Perhaps the best evidence that a provider's compliance program is operating effectively
occurs when the provider, through its compliance program, identifies problematic conduct, takes
appropriate steps to remedy the conduct and prevent it from recurring, and makes a full and
timely disclosure of the misconduct to appropriate authorities. As we state in the self-disclosure
protocol, matters exclusively involving overpayments or errors that do not suggest that violations
of law have occurred should be brought directly to the attention of the entity responsible for
claims processing and payment. We also recommend that the provider conduct an initial
assessment to substantiate there is a problem with non-compliance with program requirements
before making a disclosure to the OIG. When False Claims Act liability results from such a
disclosure, the OIG can be more flexible in considering the terms of a CIA in light of the
demonstrated effectiveness of the provider's compliance program. In general, we grant more
deference to the existing compliance measures of a self-disclosing provider, even if those
measures differ from what we might otherwise require in a CIA.

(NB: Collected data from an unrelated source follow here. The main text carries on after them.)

PR #4508, opened 2021-02-26
meta: automatically deploy group-timer

liam-fitzgerald:
- Auto globs and deploys to ~difmex-passed
- Automerges master into ops/group-timer
- Need to verify that CI has access to ~difmex-passed


jtobin (approved):
LGTM.  As you guessed, I need to grant the service account permissions to touch ~difmex-passed before this will work.  Will merge this after doing that.

PR #4510, opened 2021-02-26
interface: convert stores to zustand

tylershuster:
This PR moves all the stores to zustand. I will try to make a separate commit for each store, which should implement the store, convert the reducer, and strip all the drilled props belonging to that store. Each commit will build on the last and should compile completely.

- [x] contact
- [x] graph
- [x] groups
- [x] hark
- [x] invite
- [x] launch
- [x] metadata
- [x] ~s3~ storage
- [x] settings


pkg/interface/src/logic/state/contacts.tsx
```diff
@@ -0,0 +1,51 @@
...
+  //   ship,
+  //   personal
+  // ): Promise<boolean> => {
+  //   const isPersonal = personal ? 'true' : 'false';
+  //   const api = useApi();
+  //   return api.scry({
+  //     app: 'contact-store',
+  //     path: `/is-allowed/${entity}/${name}/${ship}/${isPersonal}`
+  //   });
+  // },
```
tylershuster, line 34: trust the plan

tylershuster:
feelsgoodman.jpg

tylershuster:
**Note** (this should be its own issue) — non-serializable types such as `Set<string>` such as `graphKeys` cannot be persisted in localStorage and will therefore be ignored **for persistence** in this pass. We should write a custom storage handler for each store to properly dehydrate these from localStorage. The current solution will not offer any performance benefits for those stores, but it will also not inflict any performance hits

tylershuster:
Alright, this has some issues with immutability that we need to address but I think generally it's ready to review

tylershuster:
Ok, there's definitely something weird going on after the initial population of the store, likely related to the use of immer in the setter. I'm working on a reusable (and also usable) pattern for reducing state.

tylershuster:
Now the stores actually work, but at the cost of losing immutability. I don't think we're ever actually using the benefits of `immer`, so I'm not sad but I would like to figure out how to do this properly. The relevant method is in `lib/util/reduceState`

tylershuster:
@liam-fitzgerald We should talk at some point about the methods I'm using to weed out any potential problems before I convert `settings` to use the same pattern

liam-fitzgerald (approved):

tylershuster:
Copying from out of band:

- [ ] Converting settings store
- [ ] I forgot to do GroupViewReducer
- [ ] localreducer?
- [ ] the connection handling I don't quite understand
- [ ] implementing the debugStore
- [ ] deleting all the old references to the global store members

matildepark:
All these todos and somehow this got an approve stamp.

tylershuster:
He talked to me after the stamp. It won't break anything if it goes in, just needs some cleaning up

tylershuster:
So sassy

matildepark:
Hmm. Merge next-js back in?

tylershuster:
Ok, but don't merge this until you've built it. There's a weird error that *shouldn't* be happening, but is.

tylershuster:
To be exceedingly clear, there are a few niggling things in here which should be cleaned up (like the base hash and connection state) but are better addressed once the API is switched out.

pkg/interface/src/logic/lib/withState.tsx
```diff
@@ -20,4 +20,27 @@ const withState = <
...
+          keys.reduce(
+            (object, key) => ({ ...object, [key]: state[key] }), {}
+          )
+        })
+        : store();
+      Object.assign(stateProps, storeProps);
+    })
+    return <Component ref={ref} {...stateProps} {...props} />
+  });
+}
```
tylershuster, line 44: @liam-fitzgerald Clear as mud?

tylershuster:
I will resolve these conflicts once stamped

pkg/interface/src/logic/lib/withState.tsx
liam-fitzgerald: Nah that's not that bad

pkg/interface/src/views/apps/graph/app.js
```diff
@@ -2,58 +2,53 @@ import React, { PureComponent } from 'react';
...
-            } else if(!!association) {
-              props.history.push(`/~landscape/home/resource/${association.metadata.module}${path}`);
+import useGraphState from '~/logic/state/graph';
+import useMetadataState from '~/logic/state/metadata';
+
+const GraphApp = (props) => {
+  const associations= useMetadataState(state => state.associations);
+  const graphKeys = useGraphState(state => state.graphKeys);
+
+  const { api } = this.props;
```
liam-fitzgerald, line 12: hm??

pkg/interface/src/views/landscape/components/JoinGroup.tsx
```diff
@@ -75,12 +77,12 @@ export function JoinGroup(props: JoinGroupProps): ReactElement {
     await api.groups.join(ship, name);
     try {
       await waiter((p: JoinGroupProps) => {
```
liam-fitzgerald, line 79: You're going to want to pass the hook values into `useWaitForProps` and then check there

liam-fitzgerald (changes requested):
Did a full read of this. Looks good. Obviously needs an update for the new GCP storage stuff, merge conflicts and comments need to be resolved.

pkg/interface/src/views/apps/graph/app.js
tylershuster: hm hm? All of these are used in the file.

tylershuster:
@liam-fitzgerald  Can you give this a run? I'm getting this weird error that seems to be a result of something failing to import correctly, but I see no reason why it wouldn't.

liam-fitzgerald:
don't see any issues when building this, other than a missing quote on L110 of `lib/tutorialModal.ts`

tylershuster:
Alright, I will wipe and reload. Once I've built it and checked I'll make a final commit wrapping this up (God willing).

tylershuster:
@liam-fitzgerald discovered a circular dependency that was causing the build to fail. Once I fixed that I discovered a few other problems clicking around the interface. Now it works and in my limited testing I haven't been able to break it. I think this is ready for testnet

tylershuster:
one day

matildepark:
Conflicts again. Otherwise we can start shoving it into next-js once it has an all clear and we reasonably expect it to work.

tylershuster:
I'm under the impression it has an all-clear, I just don't want to keep cleaning up conflicts. @liam-fitzgerald ?

liam-fitzgerald:
merge, and then i'll test. If works, i'll merge

matildepark:
We were basically holding bc next-js was going into the next release (today) and this needs some dev stream time first. But this blocks a lot of big ticket so it should be expedited if we have baseline confidence in its stability.

tylershuster:
aye aye. I would not be comfortable with this going out today; needs a little bit of field experience first.

tacryt-socryp:
I'd love to get this in release/next-js so we can test ASAP

tacryt-socryp:
Are we planning another release today, or are you referring to the earlier one @matildepark ?

liam-fitzgerald:
posting a link comment crashes

matildepark:
Earlier. If we release today it will be hotfix based on the remaining p1s on Liam’s plate. 

— 
~haddef-sigwen
https://urbit.org

liam-fitzgerald (approved):
LGTM!

PR #4512, opened 2021-02-26
dbug: virtualize ames lane cueing

Fang-:
Lanes aren't strictly guaranteed to be jams, and we don't want to crash when
processing them.

### DIFF
--- a/pkg/arvo/app/dbug.hoon
+++ b/pkg/arvo/app/dbug.hoon
@@ -593,10 +593,10 @@
                 %&  (ship p.lane)
               ::
                   %|
-                ?~  l=((soft ,[=@tas =@if =@ud]) (cue p.lane))
-                  s+(scot %x p.lane)
-                =,  u.l
-                (tape "%{(trip tas)}, {(scow %if if)}, {(scow %ud ud)}")
+                %-  tape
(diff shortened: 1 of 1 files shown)


belisarius222:
As of the latest breach, a lane is now encoded as a 48-bit bitstring, so it will never cue.  To get the debug pane to show lanes, it should decompose the lane into a 32-bit IPv4 address and 16-bit port number.  I don't think we need to virtualize that, since the packet format now specifies it as 48 bits, so I don't think it could fail to parse as IP and port.

philipcmonk (approved):
> I don't think we need to virtualize that

Considering the number of lane-related issues we've run into where :dbug would have been really helpful it wasn't crashing, I think it makes sense to virtualize anyway

belisarius222:
Sure, that makes sense

—
~rovnys-ricfer
https://urbit.org

Fang-:
Alright, we assume the new lane format now, interpreting the lane as @belisarius222 described.

image

The decoding here definitionally doesn't crash, so we don't virtualize. But since we don't (can't?) sanity-check the resulting IP and port we get, we also always show the raw lane as hex.

philipcmonk (approved):

PR #4517, opened 2021-02-27
Add objectFit='cover' to various Landscape avatars to avoid aspect ratio squishing

0x70b1a5:
**PLEASE NOTE** I was unable to test this PR locally as I had issues cloning the repository (something with `con.c`, notable that I initially attempted to clone via Windows, fool that I am!).

Anyway, shout out to @matildepark for telling me where to change the things that needed to change. You may also wish to squash these commits as they were made via GitHub web (due to aforesaid git clone issue).

### DIFF
--- a/pkg/interface/src/views/landscape/components/Participants.tsx
+++ b/pkg/interface/src/views/landscape/components/Participants.tsx
@@ -10,6 +10,7 @@ import {
   Row,
   Text,
   Icon,
+  Image,
   Action,
   StatelessTextInput as Input
 } from '@tlon/indigo-react';
@@ -297,7 +298,7 @@ function Participant(props: {
 
   const avatar =
     contact?.avatar !== null && !hideAvatars ? (
-      <img 
+      <Image 
         src={contact.avatar} 
         height={32} 
         width={32} 
--- a/pkg/interface/src/views/landscape/components/Participants.tsx
+++ b/pkg/interface/src/views/landscape/components/Participants.tsx
@@ -297,7 +297,13 @@ function Participant(props: {
 
   const avatar =
     contact?.avatar !== null && !hideAvatars ? (
-      <img src={contact.avatar} height={32} width={32} className="dib" />
+      <img 
+        src={contact.avatar} 
+        height={32} 
+        width={32} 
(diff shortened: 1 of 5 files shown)


matildepark (changes requested):
This doesn't work — you'll need `style={{ objectFit: 'cover' }}`; also use `display="inline-block"` not dib class.

matildepark:
So yeah, in sum -

- the style change previously specified
- in one commit
- labelled something like `landscape: correct avatar aspect ratio`

You did this work off your fork's master, which might make this difficult, though.

0x70b1a5:
Thanks! I'll try booting up my Linux machine and working on this there, to catch anything else that crops up.

matildepark:
You'll want to squash this to one commit.

```
git rebase -i 6bcbbf8f1a4756c195a324efcf9515b6f288f700
```

Then change all the commits in the list to `squash`, but the first commit to `reword`. Reword it to `landscape: correct avatar aspect ratio` and then save, `git push -f`.

0x70b1a5:
Oh gotcha, I had misunderstood what "in one commit" meant. Apologies.

pkg/interface/src/views/landscape/components/Participants.tsx
```diff
@@ -297,7 +297,13 @@ function Participant(props: {
 
   const avatar =
     contact?.avatar !== null && !hideAvatars ? (
-      <img src={contact.avatar} height={32} width={32} className="dib" />
+      <img
```
matildepark, line 300: `display="inline-block"` actually won't work with the unstyled `img` element. What you'll want is to add an `Image` import from indigo-react (you can find the indigo elements we import at the top), then just change this to `<Image`. That's all. You can append it as a review comment — `landscape: address #4517 feedback`

matildepark (changes requested):

pkg/interface/src/views/landscape/components/Participants.tsx
0x70b1a5: Thank you for your patience.

matildepark (approved):

PR #4518, opened 2021-03-01
meta: adjust merge operations

jtobin:
Adds a 'merge-release' workflow that runs on any push to a release branch.  At present the only job merges the triggering branch to 'ops-tlon'.

Also renames the 'merge' workflow to 'merge-master' to distinguish it appropriately.


Fang- (approved):
Neat, I think this is what I wanted. Thank you!

Now to fix the CI failure on `ops-tlon` that was _already there_...

jtobin:
> I think this is what I wanted.

Yeah I think so.  For the benefit of any onlookers: the merge commit on the ops branch will trigger the CI build, so this workflow will check that the ops branch is always building against the latest release branches.

PR #4519, opened 2021-03-01
MetadataIcon: use box-shadow

matildepark:
Group avatars use inset box shadows instead of borders. This sort of has the effect of not showing any border at all. Is this on purpose? I don't know. @g-a-v-i-n Please confirm!

image

Fixes urbit/landscape#492.


g-a-v-i-n:
Ideally, they should not have borders. But it's nice to show a border when the icon background is white, so what's why I want to use shadows here.

tacryt-socryp (approved):

PR #4523, opened 2021-03-02
settings: add 'hide utility tiles'

matildepark:
Adds a setting within the CalmEngine to hide the top-level tiles separately from group tiles (so you can choose both, neither, one or the other, with and without unread counts).

Requested by @urcades, presuming design stamp.

Screen Shot 2021-03-02 at 12 58 00 AM
Screen Shot 2021-03-02 at 12 58 05 AM


urcades:
insta-stamp

tacryt-socryp (approved):

PR #4524, opened 2021-03-02
Update the home screen icon for iOS

sirburpalot:
The current home screen icon is a blank white image, which doesn't look good in my opinion. I have created a replacement icon, as shown in the screenshot below:

landscape_icon


tacryt-socryp:
@urcades ping

urcades (changes requested):
Urbit isn't Landscape, and we need to continue to reinforce this wherever possible.

The sig "logo" is representative of Urbit as a project — using it to represent Landscape would be like using the Apple logo for any one of their sub-apps, like Messenger.

Attaching home screen icons for iOS, Android, MacOS, and one svg for stuff like web, in a moment.

urcades:
Here are a set of icons I'd support folding into the product, to be used whenever the SPA is turned into a "home" icon on mobile platforms:

[landscape-icons.zip](https://github.com/urbit/urbit/files/6347431/landscape-icons.zip)

It looks like this:

Screen Shot 2021-04-20 at 9 19 04 PM

Screen Shot 2021-04-20 at 9 19 08 PM

It's an abstraction of our current Indigo icon representation of "Groups" — the meaning is derived from some older illustrations we had provided to refer to groups:

Screen Shot 2021-04-20 at 9 19 47 PM

Which is derived from even older visual languages that were created to establish a "visual logic" to describe the project:

Screen Shot 2021-04-20 at 9 20 42 PM

I feel pretty good about this direction, as a base representation of "Landscape" — another cool direction to take with this would be to utilize sigils.js to make these icons representative of one's ship, but we need a baseline, and this is it.

tacryt-socryp:
Closed as no progress has been made.

PR #4525, opened 2021-03-02
meta: publish interface packages when available

jtobin:
Adds a workflow that, on every push to master, will publish new versions of interface subpackages to the NPM registry if any are available (i.e., if version numbers have been incremented in any of the respective package.json files).

cc @tylershuster


matildepark (approved):
Kickass, thanks.

PR #4527, opened 2021-03-02
Change PNG aura from @t to @

juped:


Fang- (approved):
Similar to the change for `octs` some time ago, this is definitely the correct aura here. Thanks!

juped:
Just make sure future binary marks are `octs` - this mark won't corrupt PNGs that aren't already corrupt, but not every binary file is that convenient!

PR #4964, opened 2021-06-01
messages: better group DM titles

jamesacklin:
When creating a group DM, uses the invited ships to name the resource, then conditionally displays either a patp (if set) or a nickname (if allowed by CalmEngine) for each ship in the DM title. Changes appear in the DM sidebar and the current DM ResourceSkeleton header.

If the self-disclosing provider has demonstrated that its compliance program is effective
and agrees to maintain its compliance program as part of the False Claims Act settlement, we
may not even require a CIA. That decision is influenced by a number of variables, including the
scope and seriousness of the misconduct, the risk of recurrence, whether the disclosed matter was
identified and reported as a result of the provider's compliance measures and the degree of the
provider's cooperation during the disclosure verification process. In those cases, where in our
judgment it is necessary to require the self-disclosing provider to enter into a CIA, the provider
may need to make only limited changes to its existing policies and procedures to meet most
of the requirements of the CIA.
For instance, in cases where the provider's own audits detected the disclosed problem, the
OIG may consider alternatives to the CIA's auditing provisions. We may permit a self-disclosing
provider to perform some or all of the billing audits through its internal auditors rather than
require the retention of an independent review organization for each year of the CIA. In an
appropriate case, we may narrow the scope and focus of the claims review to the areas found out
of compliance or allow alternate audit methodologies in lieu of the statistical sampling
methodology we generally require. In addition, we are more likely in a self-disclosure case to
eliminate the need for an external evaluation of the provider's compliance with the terms of the
CIA.
In addition to the audit provisions, many providers entering into CIAs express concern
about the OIG's ability to exclude a provider if the OIG determines that the provider has
materially breached the terms of the CIA. Generally, we believe that this provision is necessary
to ensure that we maintain our ultimate remedy to protect Federal health care programs from
problematic providers. However, a provider that has made an appropriate self-disclosure and has
demonstrated sufficient trustworthiness may lead us to conclude that we can sufficiently
safeguard the programs through a CIA without the exclusion remedy for a material breach.
Therefore, we will forego the exclusion remedy in appropriate self-disclosure cases.
In closing, I want to thank all the health care providers and representatives of health care
associations that have worked so hard with us to improve the integrity of the health care system.
Through cooperative efforts and open communication, we have been able to make solid progress
in the fight against health care waste, fraud and abuse. We in the OIG are committed to
continuing to work with you to do an even better job in the future.